PR #443, opened 2023-12-08
Add control for deserialization error behavior

jbeisen:


mwylde (commented):
This is a great start.

A few general thoughts:
* `invalid_data_behavior` is pretty long — can we come up with a shorter name for this (at least in SQL?)
* I think the key design decision here will be what part of the logic is handled in the connectors vs the deserializer. In the very near future, we might want to support things like "allow 10 failures per second" (of possibly processing or event time) or "10 failures per 100 messages" or something. Where would that logic be possible/easy to implement?
* Longer term, we want to support redirecting invalid records elsewhere in the pipeline. For example, allowing users to define a sink as a dead-letter queue. That will likely need a more complex implementation of this feature that's more integrated with the dataflow, but we don't have to solve that now.

arroyo-worker/src/connectors/sse.rs
```diff
@@ -190,11 +191,13 @@ where
                                             for v in iter {
                                                 match v {
                                                     Ok(value) => {
-                                                        ctx.collector.collect(Record {
-                                                            timestamp: SystemTime::now(),
-                                                            key: None,
-                                                            value,
-                                                        }).await;
+                                                        if let Some(value) = value {
```
mwylde, line 194: The HTTP sources (SSE and websocket) have their own implementation of this that we probably want to replace

arroyo-formats/src/lib.rs
```diff
@@ -290,7 +298,7 @@ impl<T: SchemaData> DataDeserializer<T> {
     pub async fn deserialize_slice<'a>(
         &mut self,
         msg: &'a [u8],
-    ) -> impl Iterator<Item = Result<T, UserError>> + 'a + Send {
+    ) -> impl Iterator<Item = Result<Option<T>, UserError>> + 'a + Send {
```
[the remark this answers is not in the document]
jbeisen: True, changed.

arroyo-formats/src/lib.rs
```diff
@@ -335,7 +347,21 @@ impl<T: SchemaData> DataDeserializer<T> {
...
                 ),
             )
-        })
+        });
+
+        match deserialization {
+            Ok(t) => Ok(Some(t)),
+            Err(e) => match self.invalid_data_behavior {
+                None | Some(InvalidDataBehavior::Drop) => {
+                    warn!("Dropping invalid data: {}", e.details.clone());
```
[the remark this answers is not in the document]
jbeisen: I've moved this logic to `source_collector.rs` and added rate limiting.

jbeisen:
I've made a few changes:
-  moved the handling logic out of the `DataDeserializer` and put it a function `collect_source_record` invoked by the sources
- renamed the option to `bad_data`

About Avro data, I left the existing behavior for non-deserialization errors, which is that the job fails. Should we change that?

arroyo-worker/src/rate_limiter.rs
```diff
@@ -0,0 +1,26 @@
+use std::future::Future;
+use std::ops::Sub;
+use std::time::{Duration, Instant};
+
+pub struct RateLimiter {
```
mwylde, line 5: We don't generally move individual structs into their own modules unless they have very large implementations. Given this has just two methods, I think it fits better in lib.rs

arroyo-worker/src/metrics.rs
```diff
@@ -63,6 +72,13 @@ impl TaskCounters {
                 &task_info.task_index.to_string(),
                 &task_info.operator_name,
             ]),
+            TaskCounters::DeserializationErrors => DESERIALIZATION_ERRORS_COUNTER
+                .with_label_values(&[
+                    &task_info.operator_id,
+                    &task_info.task_index.to_string(),
+                    &task_info.operator_name,
+                ])
+                .clone(),
```
mwylde, line 81: I don't think you need to clone here

arroyo-worker/src/rate_limiter.rs
```diff
@@ -0,0 +1,26 @@
...
+            last: Instant::now().sub(Duration::from_secs(60)),
+        }
+    }
+
+    pub async fn rate_limit<F, Fut>(&mut self, f: F)
+    where
+        F: FnOnce() -> Fut,
+        Fut: Future<Output = ()> + Send,
+    {
+        if self.last.elapsed() > Duration::from_secs(30) {
```
mwylde, line 21: Once every 30 seconds seems a bit too long to me; maybe 5 seconds?

arroyo-worker/src/connectors/source_collector.rs
```diff
@@ -0,0 +1,46 @@
...
+use crate::rate_limiter::RateLimiter;
+use arroyo_formats::SchemaData;
+use arroyo_rpc::formats::BadData;
+use arroyo_types::{Key, Record, SourceError, UserError};
+use std::time::SystemTime;
+use tracing::warn;
+
+/// Collects a source record, handling errors and rate limiting.
+/// Considers the `bad_data` option to determine whether to drop or fail on bad data.
+pub async fn collect_source_record<K: Key, T: SchemaData>(
```
mwylde, line 12: Similarly here — this doesn't need to be its own module for one function

mwylde: Maybe this is actually better as a method on Context? Since we're taking in a &mut Context as the first argument anyways

arroyo-worker/src/connectors/kafka/source/mod.rs
```diff
@@ -272,11 +272,20 @@ where
                                 let iter = self.deserializer.deserialize_slice(v).await;
 
                                 for value in iter {
-                                    ctx.collector.collect(Record {
-                                        timestamp: from_millis(timestamp as u64),
-                                        key: None,
-                                        value: value?,
-                                    }).await;
+                                    match value {
```
mwylde, line 275: Does this need to be updated to use collect_source_record?

arroyo-worker/src/connectors/polling_http.rs
```diff
@@ -270,17 +277,8 @@ where
...
-                                            ctx.collect(Record {
-                                                timestamp: SystemTime::now(),
-                                                key: None,
-                                                value,
-                                            }).await;
-                                        }
-                                        Err(e) => {
-                                            ctx.report_user_error(e).await;
-                                        }
+                                    if let Err(e) = collect_source_record(ctx, SystemTime::now(), record, &self.bad_data, &mut self.rate_limiter).await {
```
mwylde, line 280: I think this needs to be updated to remove the existing bad data handling code

arroyo-worker/src/connectors/sse.rs
```diff
@@ -188,15 +197,7 @@ where
...
-                                                match v {
-                                                    Ok(value) => {
-                                                        ctx.collector.collect(Record {
-                                                            timestamp: SystemTime::now(),
-                                                            key: None,
-                                                            value,
-                                                        }).await;
-                                                    }
-                                                    Err(e) => {
+                                                if let Err(e) = collect_source_record(ctx, SystemTime::now(), v, &self.bad_data, &mut self.rate_limiter).await {
```
mwylde, line 200: Same here — there's existing error handling code that is now duplicative with what collect_source_record is doing

mwylde (changes requested):

arroyo-rpc/src/formats.rs
```diff
@@ -260,6 +260,29 @@ impl Format {
     }
 }
 
+#[derive(Serialize, Deserialize, Clone, Debug, PartialEq, Eq, Hash, PartialOrd, ToSchema)]
+#[serde(rename_all = "snake_case")]
+pub enum BadData {
```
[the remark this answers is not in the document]
jbeisen: I think if/when we add policies like that we'll want something like this:
```
struct BadData {
    limit: i32,
    per_seconds: i32,
}
```

or we could even represent it as a percentage, like an SLA.

But either way, I'm not sure there's a clean way of implementing something backwards compatible with the current binary option.

arroyo-worker/src/connectors/polling_http.rs
jbeisen: It looks like most sources panic on user errors, except for this one and SSE. Is there a reason for that or should we make them all consistent?

arroyo-worker/src/connectors/source_collector.rs
jbeisen: Good idea

arroyo-worker/src/connectors/sse.rs
jbeisen: I've removed this

arroyo-worker/src/connectors/polling_http.rs
jbeisen: I've removed this and made all the sources consistent in handling user errors.

arroyo-worker/src/connectors/kafka/source/mod.rs
jbeisen: Yup, missed this. It's done now.

arroyo-rpc/src/formats.rs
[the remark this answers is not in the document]
jbeisen: I've made the enum variants structs so it gets serialized as a json object so we can add more complex ones in the future.

mwylde (approved):

PR #445, opened 2023-12-08
state: Reduce the panics in the parquet flusher, add retries to StorageProvider, send flusher failure.

jacksonrnewhouse:


arroyo-storage/src/lib.rs
```diff
@@ -119,6 +119,28 @@ fn matchers() -> &'static HashMap<Backend, Vec<Regex>> {
...
+        use std::time::Duration;
+        let mut retries = 0;
+        let max_retries: u32 = 5;
+        let backoff_factor: u64 = 2;
+        loop {
+            match $e {
+                Ok(value) => break Ok(value),
+                Err(e) if retries < max_retries => {
+                    retries += 1;
+                    println!("Error: {}. Retrying...", e);
```
mwylde, line 134: should this be an `error!` instead of println?

arroyo-storage/src/lib.rs
```diff
@@ -119,6 +119,28 @@ fn matchers() -> &'static HashMap<Backend, Vec<Regex>> {
...
+                    let backoff_time = Duration::from_millis(10 * backoff_factor.pow(retries));
```
mwylde, line 135: What do you think about placing a bound on this so it can't get way too large (for example if we later increase the number of retries)?

arroyo-storage/src/lib.rs
```diff
@@ -119,6 +119,28 @@ fn matchers() -> &'static HashMap<Backend, Vec<Regex>> {
     })
 }
 
+macro_rules! retry {
+    ($e:expr) => {{
+        use std::thread::sleep;
+        use std::time::Duration;
+        let mut retries = 0;
+        let max_retries: u32 = 5;
```
mwylde, line 127: If I've done my math right, this is about 600ms from first to last retry. That seems a bit low for a potentially short-lived transient issue. Maybe something closer to 10 seconds would be good?

mwylde (approved):

PR #452, opened 2023-12-14
Add bad data option to create connection form

jbeisen:
Add a bad data option selector to the Define schema stage of the create connection flow.

image

### DIFF
--- a/arroyo-console/src/gen/api-types.ts
+++ b/arroyo-console/src/gen/api-types.ts
@@ -197,10 +197,17 @@ export interface components {
   schemas: {
     AvroFormat: {
       confluentSchemaRegistry?: boolean;
-      embeddedSchema?: boolean;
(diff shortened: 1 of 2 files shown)


arroyo-console/src/gen/api-types.ts
```diff
@@ -197,10 +197,14 @@ export interface components {
   schemas: {
     AvroFormat: {
       confluentSchemaRegistry?: boolean;
-      embeddedSchema?: boolean;
       intoUnstructuredJson?: boolean;
+      rawDatums?: boolean;
       readerSchema?: string;
+      /** Format: int32 */
+      schemaId?: number | null;
```
jbeisen, line 204: @mwylde looks like we missed this in #422

mwylde:
I think this could use more explanation in the UI about what this means and what the options are

mwylde (approved):

PR #990, opened 2026-01-13
Fix tutorial link in README.md

wshirey:
The existing tutorial link is no longer available. I'm not sure what the original tutorial was, but I was interested in the "First pipeline" tutorial so that's what I updated the link to point to.


mwylde (approved):
Thanks!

Task description: What lines in the material mention "RateLimiter"? Copy every one of them.

Written solution:
+pub struct RateLimiter {
+use crate::rate_limiter::RateLimiter;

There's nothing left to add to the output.